Recently, I was in Nigeria for my cousin, Miju's wedding - It was so much fun and it was the first time I was a bridesmaid in my adult life. I had the opportunity to meet up with friends I had made in Primary 2, Primary 3 and J.S.S. 3 respectively, who I had not seen (for the most part) in yearss. We all grew up in Ile-Ife together and between us attended the same four primary and secondary schools (some of us switched at certain points). It was so natural and freeing. After our discussion, I could not help but marvel at how grounded and sound they all are. Spiritually, emotionally, career-wise, they are on their A-Game and doing their best to be the best they can be. This was my normal. Well-rounded, loving and kind people. Why was it so hard for me to find circles like this between 15 and 25 in England?


Bridesmaid Duties


“Ibukun, you are so bubbly and friendly. I cannot imagine you depressed.” One of them blurted out. All I could mutter was “Ah!” with an ‘I can‘t explain it, and I don‘t think you’ll get it’ face. Even these girls who now live in Lagos had not met up with one another. It took me being in town to bring them back in connection with one another, as two of them complained about not having friends in Lagos. Then I said “If I were based in Nigeria, I would not find it hard to have friends at all” One of them said “… but you have always been friendly with people. I find it hard to make new friends.”
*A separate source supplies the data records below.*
PR #12508, opened 2026-05-08
DEV-1623: Translate merged cells through manual moves and column freeze (#10437)

### LINKED ISSUE #10437: [Bug]: Moving columns when there are some merged cells messes up merging
### Describe the bug

Moving a column should bring it's merged cells with it. Instead it loses its merge settings and adopts the settings of whatever column's place it took. The same happens for all other columns that were pushed by the move.

### Video/Screenshots

Start with this:
image
Column 4 cells are vertically merged, and Column 5 cells are not.
Select and drag Column 5, dropping it between Columns 3 and 4. The result:
image
Now Column 5 cells are merged, and Column 4 cells are not. This is wrong (and not what happens in Excel).

https://codesandbox.io/s/handsontable-data-grid-merge-manualcolumnmove-switching-merged-and-unmerged-columns-places-switches-merged-cells-fphcn3?file=/src/index.js

### Handsontable version

13.0.0

### Framework version

_No response_

### Your environment

Windows 11, Firefox 115.0

adrianspdev:
## Summary

Fixes [#10437](https://github.com/handsontable/handsontable/issues/10437): merged cells stayed at visual indexes when `manualColumnMove`, `manualRowMove`, or `manualColumnFreeze` reordered the grid, so a merge appeared to swap with whatever column/row landed on top of it.

The mergeCells plugin now:
- snapshots each merge's physical span in `beforeColumnMove` / `beforeRowMove` / `beforeColumnFreeze` / `beforeColumnUnfreeze`,
- translates the snapshot back to new visual coordinates in the matching `after*` hook,
- auto-splits a merge whose physical span is no longer contiguous after the reorder,
- drops any resulting single-cell fragment (`colspan === 1 && rowspan === 1`).

Bootstrap-time reorders fired by `manualColumnMove: [...]` initial config are guarded by a plugin-internal `#initialized` flag, so user-declared merge coordinates aren't double-translated.

## Test plan

- [x] `npm run lint --prefix handsontable`
- [x] `npm run test:unit --prefix handsontable` (testpathpattern `mergeCells/__tests__/cellsCollection.unit`) - 27 tests pass, including new coverage for `detectContiguousRuns`, `capturePhysicalSpans`, `translateAfterAxisMove`
- [x] `npm run test:e2e --prefix handsontable` - 9370 specs, 0 failures, 27 pending
- [ ] Manual repro of issue #10437: drag column F before column E in a grid with a vertical merge on column E - merge should follow column E to its new visual position
- [ ] Manual freeze/unfreeze of a column that overlaps a merge

ClickUp task: https://app.clickup.com/t/9015210959/DEV-1623

---

> [!NOTE]
> **Medium Risk**
> Changes core `mergeCells` behavior during row/column reorders by rewriting merge coordinates (including auto-splitting/dropping fragments), which could affect edge cases with index mappers and undo/redo interactions.
> 
> **Overview**
> Fixes merged cells getting “stuck” to visual coordinates when using `manualColumnMove`, `manualRowMove`, or `manualColumnFreeze` by translating merges based on their *physical* row/column spans.
> 
> Adds snapshot/translate logic in the `mergeCells` plugin via new collection helpers (`capturePhysicalSpans`, `translateAfterAxisMove`, `detectContiguousRuns`), including **auto-splitting** merges that become non-contiguous after reordering and **dropping** any resulting single-cell fragments.
> 
> Expands unit/integration test coverage for the new translation behavior (including undo/redo and rejected moves), updates the merge-cells guide to document the new semantics, and adds a changelog entry.
> 
> <sup>Reviewed by [Cursor Bugbot](https://cursor.com/bugbot) for commit c8a40aa65c6209492f8581045ab7de8f10f42d3a. Bugbot is set up for automated code reviews on this repo. Configure [here](https://www.cursor.com/dashboard/bugbot).</sup>


qunabu:
Task linked: [DEV-1623 [Bug]: Moving columns when there are some merged cells messes up merging](https://app.clickup.com/t/9015210959/DEV-1623)

handsontable/src/plugins/mergeCells/__tests__/mergeCells.spec.js
```diff
@@ -120,6 +120,265 @@ describe('MergeCells', () => {
...
+      });
+
+      const merges = getPlugin('mergeCells').mergedCellsCollection.mergedCells;
+
+      expect(merges.length).toBe(2);
+      expect(merges[0].col).toBe(2);
+      expect(merges[1].col).toBe(2);
+    });
+
+    xit('should follow merges through column freeze', async() => {
```
budnix: This test is `xit` — was it intentionally skipped or left from development? The freeze hooks are all wired up and the assertions look correct to me, curious if it actually fails when you enable it. If it does we probably want to fix it before merging since otherwise we're shipping the freeze path with zero E2E coverage.

handsontable/src/plugins/mergeCells/__tests__/mergeCells.spec.js
```diff
@@ -120,6 +120,265 @@ describe('MergeCells', () => {
...
+          { row: 0, col: 0, rowspan: 1, colspan: 3 },
+        ],
+      });
+
+      getPlugin('manualColumnMove').moveColumn(2, 0);
+      await render();
+
+      const merges = getPlugin('mergeCells').mergedCellsCollection.mergedCells;
+
+      expect(merges.length).toBeGreaterThanOrEqual(0);
```
budnix: These two assertions won't catch a regression — `>= 0` is always true for any array, and `<= 2` lets a no-op through. Do we know what the expected count is for this case? If it's deterministic, a `toBe(N)` would make this actually useful.

handsontable/src/plugins/mergeCells/cellsCollection.js
```diff
@@ -516,6 +516,137 @@ class MergedCellsCollection {
...
+
+        replacements.push(replacement);
+      });
+    });
+
+    this.mergedCells.length = 0;
+    this.mergedCellsMatrix.clear();
+
+    replacements.forEach((info) => {
+      this.add(info);
```
budnix: Should this be `this.add(info, true)`? Without `auto: true`, every replacement runs the overlap validator and can emit `IS_OVERLAPPING_WARNING` to the console even though this is an internal rebuild, not user input. `shiftCollections` skips `add()` altogether for the same reason. The `auto` flag is exactly the escape hatch for this situation.

handsontable/src/plugins/mergeCells/cellsCollection.js
```diff
@@ -516,6 +516,137 @@ class MergedCellsCollection {
...
+
+    return runs;
+  }
+
+  /**
+   * Translate the merged cells collection after a manual row/column reorder, splitting
+   * merges whose physical indexes are no longer contiguous in the new visual order.
+   *
+   * Note: single-cell fragments (`colspan === 1 && rowspan === 1`) are dropped because
+   * they no longer represent a merge. Callers should advertise this in user-facing docs.
```
budnix: The comment here says "Callers should advertise this in user-facing docs" — did that end up somewhere? I didn't see it in the merge-cells guide. The silent drop of a bisected merge is the kind of thing a user would want to know about, especially if they're listening to `afterMergeCells` and wondering why they got extra events.

handsontable/src/plugins/mergeCells/__tests__/mergeCells.spec.js
adrianspdev: Good catch - the freeze hooks were wired, the test was just leftover xit. Converted to it; passes locally with the deterministic merge translation through manualColumnFreeze.

handsontable/src/plugins/mergeCells/__tests__/mergeCells.spec.js
adrianspdev: Agreed - the scenario is deterministic, the bounded asserts were leftover from exploration. Renamed the test to reflect what it actually exercises (internal re-permutation with a hidden column inside the merge) and tightened to exact toBe asserts: 1 merge at row 0 / col 0 / rowspan 1 / colspan 3. Real overlap-drop isn't reachable via public API in this setup since toVisualColumn is bijective.

handsontable/src/plugins/mergeCells/cellsCollection.js
adrianspdev: Right, this is an internal rebuild - switched to this.add(info, true). Matches the shiftCollections pattern and silences the spurious IS_OVERLAPPING_WARNING.

handsontable/src/plugins/mergeCells/cellsCollection.js
adrianspdev: It didn't land - now added. New section 'Behavior during row/column reorder and column freeze' in docs/content/guides/cell-features/merge-cells/merge-cells.md covers auto-split, silent singleton drop, and undo/redo restore. JSDoc note now points at it.

budnix (approved):

PR #12517, opened 2026-05-08
DEV-1025: Enhance table overflow handling for dynamic height scenarios

demtario:
### Context

Without a fixed `height`, Walkontable falls back to window scrolling and the root element did not act as a horizontal boundary. If `width` was set but `height` was omitted, the inner table could still paint wider than the configured width, so the grid did not look “contained”.

This change sets `overflow-x: clip` on the Handsontable root when `width` is set and there is no effective `height` (after resolving functions and `beforeHeightChange`), including `null` when height is cleared via `updateSettings`. That keeps vertical scrolling on the window while the root width actually clips horizontal overflow. It uses the processed `height` value so hooks that coerce height to `null` stay consistent with omitting height.

### How has this been tested?

* Added E2E coverage in `handsontable/test/e2e/settings/widthWithoutHeight.spec.js`: width without height, `height: undefined`, `updateSettings` with `height: null`, and `beforeHeightChange` returning `null` (assertions on root width, `overflow-x`, and `.wtHolder` width).
* Adjusted `handsontable/test/e2e/Core_count.spec.js` so `countVisibleCols` is asserted with a viewport wide enough for ten columns when using width-without-height clipping (same semantics as the fix).
* Manual tests in the dev-generated.html with cases based on jsfiddles from task. 

### Types of changes

### Related issue(s):
1. [DEV-1102](https://app.clickup.com/t/9015210959/DEV-1102)

### Affected project(s):
- [x] `handsontable`
- [ ] `@handsontable/vue3`

### Checklist:

---

> [!NOTE]
> **Medium Risk**
> Changes root overflow and Walkontable trimming measurement, which affects layout, viewport column counts, and many updateSettings edge cases across browsers and jsdom.
> 
> **Overview**
> Fixes grids that looked wider than their configured **`width`** when **`height`** was omitted: the root now applies **`overflow-x: clip`** whenever there is a non-`auto` effective width and no effective height (including after **`height: null`** or hooks that coerce height), and clears that clip when width becomes **`auto`**. When height is set, the existing **`overflow: clip`** shorthand is left alone so partial **`updateSettings`** does not leave stale horizontal clipping or break the height path.
> 
> Walkontable’s trimming-container logic now treats the computed **`overflow`** shorthand as authoritative in real browsers and only reads **`overflowX` / `overflowY`** when the shorthand is missing (e.g. jsdom). Tests cover init/update cycles, restored user **`overflow`**, and **`countVisibleCols`** with a wide enough viewport under width-only clipping.
> 
> <sup>Reviewed by [Cursor Bugbot](https://cursor.com/bugbot) for commit 4eaf117d639a1dfc972d97adb17a2feda5e23aa4. Bugbot is set up for automated code reviews on this repo. Configure [here](https://www.cursor.com/dashboard/bugbot).</sup>


qunabu:
Task linked: [DEV-1102 The `height` option does not have `auto` mentioned as an option](https://app.clickup.com/t/9015210959/DEV-1102)

handsontable/src/core.js
```diff
@@ -3100,6 +3100,17 @@ export default function Core(rootContainer, userSettings, rootInstanceSymbol = f
...
+
+      // When `height` is not set, the table uses window vertical scroll. In that mode, not setting any overflow
+      // on the root element can allow the inner table to visually overflow the configured width.
+      // Setting only the horizontal overflow to `clip` keeps window scrolling intact while ensuring `width`
+      // constrains the grid.
+      // Treat “no effective height” like omitting height: missing key, `null`, or `undefined` after resolution.
+      // Use the processed `height` value (after function resolution and `beforeHeightChange`), not `settings.height`,
+      // so hooks that coerce height to `null` still get horizontal clipping when `width` is set.
+      if (height === undefined || height === null) {
+        instance.rootElement.style.overflowX = 'clip';
```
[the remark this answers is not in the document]
demtario: `clip` was also used in other parts of this code, so this compatibility issue already exists. Comment above this line was updated

demtario:
@cursoragent review

handsontable/src/core.js
```diff
@@ -3116,6 +3116,32 @@ export default function Core(rootContainer, userSettings, rootInstanceSymbol = f
...
+      const effectiveWidth = instance.rootElement.style.width;
+      const css = instance.rootWindow.CSS;
+      const overflowXClipSupported = css && isFunction(css.supports) && css.supports('overflow-x', 'clip');
+      const shouldClipHorizontalOverflow = effectiveWidth && effectiveWidth !== 'auto';
+
+      if (!effectiveHeight) {
+        let overflowX = '';
+
+        if (shouldClipHorizontalOverflow) {
+          overflowX = overflowXClipSupported ? 'clip' : 'hidden';
```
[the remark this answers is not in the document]
demtario: `overflow-x: hidden` code was reverted. Lets assume that `overflow-x: clip` must be supported in the browser for this to work. This is in line with policy to support only 2 latest browser versions in Handsontable.

demtario:
Blocked till I get access to "argos" to be able to check what was reported.

handsontable/src/3rdparty/walkontable/src/table/master.ts
```diff
@@ -175,9 +175,14 @@ class MasterTable extends Table {
...
         let height = trimmingOffsetHeight;
         const overflowValues = ['auto', 'hidden', 'scroll', 'clip'];
-        // getStyle() may return a compound value (e.g. 'auto hidden') when overflow-x and
-        // overflow-y are set independently. Split on whitespace so each token is checked.
-        const hasScrollOverflow = trimmingOverflow.split(' ').some(v => overflowValues.includes(v));
+        // Chrome resolves the overflow shorthand from individual properties natively
+        // (e.g. overflowX='clip' → computed overflow='clip visible'). Only fall back to
+        // reading overflowX/overflowY individually when the shorthand is absent — that
+        // covers jsdom, where setting overflowX inline does not update the overflow shorthand.
+        const hasScrollOverflow = trimmingOverflow !== undefined
```
budnix: The fallback block can never run. `trimmingOverflow` is assigned as `getStyle(...) ?? ''` on line 142, so it is always a string — never `undefined`. The check `!== undefined` is always `true`. The `else` branch is dead code.

The scenario described in the comment — an environment where the `overflow` shorthand does not reflect per-axis values — is never actually handled. Using a truthy check fixes this, since an empty string (shorthand absent or unset) would send execution to the fallback:

```suggestion
        const hasScrollOverflow = trimmingOverflow
          ? trimmingOverflow.split(' ').some(v => overflowValues.includes(v))
          : [getStyle(trimmingElement, 'overflowX', rootWindow), getStyle(trimmingElement, 'overflowY', rootWindow)]
            .some(v => v && overflowValues.includes(v));
```

handsontable/src/core.ts
```diff
@@ -3214,6 +3214,24 @@ export default function Core(
...
+    // width blocks ran) so partial updateSettings calls see the correct state.
+    // When height IS set, the height block's `overflow: clip` shorthand handles both axes — leave
+    // overflowX untouched to avoid breaking that shorthand.
+    // Browser compatibility: `overflow-x: clip` requires Safari 16+. On Safari 14.1–15.x it silently
+    // falls back to `visible` (graceful degradation — pre-existing behavior, not a new regression).
+    if (typeof settings.height !== 'undefined' || typeof settings.width !== 'undefined') {
+      const effectiveHeight = instance.rootElement.style.height;
+      const effectiveWidth = instance.rootElement.style.width;
+
+      if (!effectiveHeight) {
```
budnix, line 3229: There is a case where this block overwrites a style that was just restored. When `height: null` is passed with a `width` and `data-initialstyle` contains `overflow` (but no `height`), the height block calls `setAttribute('style', initialStyle)`. That restores the original style. Then `effectiveHeight` reads as `''` — falsy — and this block writes `overflowX: 'clip'` on top.

If the original style had `overflow: hidden`, the X axis is now `clip` instead. That is a real behavior difference. `hidden` creates a block formatting context and allows programmatic scroll. `clip` does neither.

handsontable/src/__tests__/settings/widthWithoutHeight.spec.js
```diff
@@ -0,0 +1,185 @@
+describe('settings', () => {
```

My Ile-Ife friends - old friends are gold.


As much as the environment in which we find ourselves matters, personality also plays a part. I have always had a charismatic, friendly persona, but the environment in England for some reason had not really served me well (by the way, I know it is different for some people. There are people for whom England has been perfect, friendship-wise). It reminds me of a short trip I took to Australia in 2018, where within a week, I had made up to 10 friends… some of whom I still keep in touch with virtually.


I have had to reach a place on the inside of me where whether or not I have the friendships and/or the community I want, I am fine. I asked God to fill the hollowness I felt on the inside of me - the spaces that were once filled with love and acceptance that longed to be filled again. Psalm 23:5 says:


Thou preparest a table before me in the presence of mine enemies: thou anointest my head with oil; my cup runneth over.


I asked God to fill that hollow place and cause it to run over, and He did. Little by little, step by step, He healed me and He filled that space. I asked God to be my best friend. I was tired of trying to find people to fill that space. Gone are the days when I would see a group of girls in seemingly healthy, well-rounded friendships, and feel a twinge of envy. I'm happy for them, and I am happy for me too. It also feels good to not be on the active look out for new friends, plus when my expectation of wanting to be friends with a person falls through, it does not hurt any longer - it just is what it is.


My connect group remains a healthy source of community and friendships for me - the girls are lovely and kind. I have also recently met a couple of wonderful people, so there is potential to develop long-term healthy communities and friendships in England - I am looking forward to seeing how these connections evolve.


I still pursue my interests, no longer to cover up a void, but from a more meaningful place. I'm currently learning to knit, plus I am interested in gardening. I plan and hope that in the next year I have a more structured life that allows me to be consistent with pilates and ballroom dancing (fingers crossed!).


Thank you for reading all the way to the end. Wow. I'm grateful. I hope you have been encouraged :) I pray that you develop a true friendship with God, and wish you healthy friendships and communities with fellow humans who are just perfect for you!